Ce dernier mois a été particulièrement intense au sein du complexe Hadarim qui comprend plusieurs prisons, Hadarim, Hasharon, Rimonim et Ofek, pour les mineurs, dans le nettoyage de Pessah et la cacherisation.

Le centre pénitentiaire Hadarim

Le centre pénitentiaire Hadarim

« Notre cuisine produit plus de 2300 plats à chaque repas. Nous passons un mois entier au milieu des produits dégraissants », explique Laloum dans un sourire.

Ygal Laloum vit en Samarie. Ce père de 7 enfants qui a commencé à organiser le Seder de Pessah à Hadarim à l’âge de 18 ans, arbore une kippa tricotée et travaille actuellement à son doctorat. Il est entouré par des détenus de différents âges, certains bien plus vieux que lui. « Je sens que si je ne me bats pas pour cette nuit de Seder, les 300 « fils » de cette prison ne recevront rien »

« On sent la fête approcher. Pessah est l’une de mes fêtes préférées car je vois comment les enfants d’Israël sont passés de l’esclavage à la liberté.

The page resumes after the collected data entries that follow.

PR #12, opened 2023-04-24
Nightly build for the Transformer Engine container

yhtang:
Largely modeled after the T5X build process.

### DIFF
--- a/.github/container/Dockerfile.te
+++ b/.github/container/Dockerfile.te
@@ -1,0 +1,12 @@
+###############################################################################
+## T5X
+###############################################################################
+
+ARG BASE_IMAGE=ghcr.io/nvidia/jax:latest
+FROM ${BASE_IMAGE}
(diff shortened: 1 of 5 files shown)


yhtang:
This one is indeed the TE-only container.
However, having an array of TE+X containers where X \in {T5X, PAX, ...} in addition to the current container array sounds bloating. How about:
1. add TE to each  of the existing JAX/T5X/PAX container, or
2. create an all-in-one container with JAX+TE+T5X+PAX+...

yhtang:
@nouiz I'll go ahead and merge this one just to move faster. Please feel free to comment on this PR and/or the files any time and I'll address them in subsequent PRs. 😄

nouiz:
I would go with 1.
2 can end up being problematic, T5X and PAX would have different version requirement...
This happens frequently in other cases, so I prefer to plan as this is going to happen.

C’est comme cela que je voudrais me voir », confie l’un des prisonniers qui ajoute avoir appris ici que la notion de liberté est intérieure. « Peu importe les barreaux. Parfois je me sentais en prison avec ma femme et mes enfants. Ici, j’ai appris que la liberté, c’est dans le cœur et dans la tête ».

Moshe Ohayon, commandant du centre de détention, a souligné l'importance de « Hadarim » comme lieu de réadaptation et pas seulement punitive. « Au-delà de la symbolique et des rituels, il y a des dérivés, liés à la signification de termes comme liberté, annulation du Hamets (levain), esclavage etc. Nous les traduisons en concepts adaptés au monde des prisonniers. Les connaissances pratiques de ces concepts sont les valeurs que nous ajoutons, comme étape supplémentaire vers leur réhabilitation ».